En 2017, dans son Café des Arts et des Lettres, le CultureLab Audiens a proposé un Afterwork dont le thème était:  » « L’intelligence artificielle, nouvel acteur de la culture ? »

Des grands noms des médias ont tenté de répondre à la question et de proposer leur vision de l’avenir d’une société où l’artificiel le dispute au réel. Le débat fût autour de la place donnée « par les hommes » à cette intelligence artificielle. On en vient alors à réfléchir sur la place qu’occupe l’humain, l’artiste, dans un processus de création de plus en plus habité par le numérique, les robots et les algorithmes.

On a eu la chanteuse virtuelle japonaise Hatsune Miru qui fit des tournées internationales et se produisit même au théâtre du Châtelet à Paris. Et Alys, autre chanteuse virtuelle, 100% francophone et dont les créateurs souhaitaient qu’elle représente la France à l’Eurovision. Sans compter  l’ordinateur Flow Machines des laboratoires Sony, qui a créé des morceaux de musique pop inspirés des Beatles. Ou encore un tableau créé par un robot vendu à plus de 380 000 € ! On se demande juste quel avenir le monde de la culture se donne face à cet avènement ? L’humain devra t-il s’effacer face à au virtuel ? Le virtuel dépassera t-il le réel ?

Non. L’avenir se reposera plutôt sur l’harmonie entre la virtualité et la réalité. Elles devront s’inspirer l’un de l’autre. Comme  la comédienne et chanteuse américaine Taryn Southern l’a faite en sortant une chanson, Break Free, entièrement composée par un logiciel robot nommé Amper. Ce dernier est capable de créer n’importe quelle musique à partir des données que l’on y rentre. Magique

Savez- vous que Le Washington Post a recours depuis 2016 à une intelligence artificielle, Heliograf, pour écrire certains de ses articles politiques ou sportives ?  Une question se pose alors : faut-il désormais inclure le virtuel et l’intelligence artificielle comme des acteurs purs et durs du monde culturel ?

Retenons que la créativité en elle-même nous vient des limites que nous avons et c’est ce qui nous différencie de l’intelligence artificielle. Nous ressentons des émotions.

Certes, les IA pourraient ainsi permettre des économies mondiales à l’échelle de 15 700 milliards de dollars en 2030, mais nous devons lancer l’alerte sur le potentiel danger pour notre civilisation.

Mais qu’on se rassure, le cerveau humain reste encore et toujours le seul et véritable producteur d’une intelligence sans limite et sans lui, point d’intelligence artificielle. Pour le moment.

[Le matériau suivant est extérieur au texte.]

PR #2488, opened 2026-04-04
Security: Server-Side Script Injection from File Content in Inline JavaScript

tuanaiseo:
## Problem

File contents are interpolated directly into an inline JavaScript template literal: `editor.setValue(`{file_content}`)`. If a file contains backticks or `${...}`, it can break out of the string/template context and execute arbitrary JavaScript in the browser (XSS).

L’autre question est de savoir si à la vitesse où vont les choses, l’Afrique pourra t-elle suivre le rythme ? L’intelligence artificielle ne va-t-elle pas finir par nous échapper, voire pire, par nous effacer ?

Alexandrine Hantz

Alexandrine Hantz

Rédactrice

Miss Yawa | Blogueuse mode & Culture | Présentatrice | Féministe 25.0 |Touche à tout | Freelance | Fan des aurores boréales | Bienvenue dans mon espace 5.0 !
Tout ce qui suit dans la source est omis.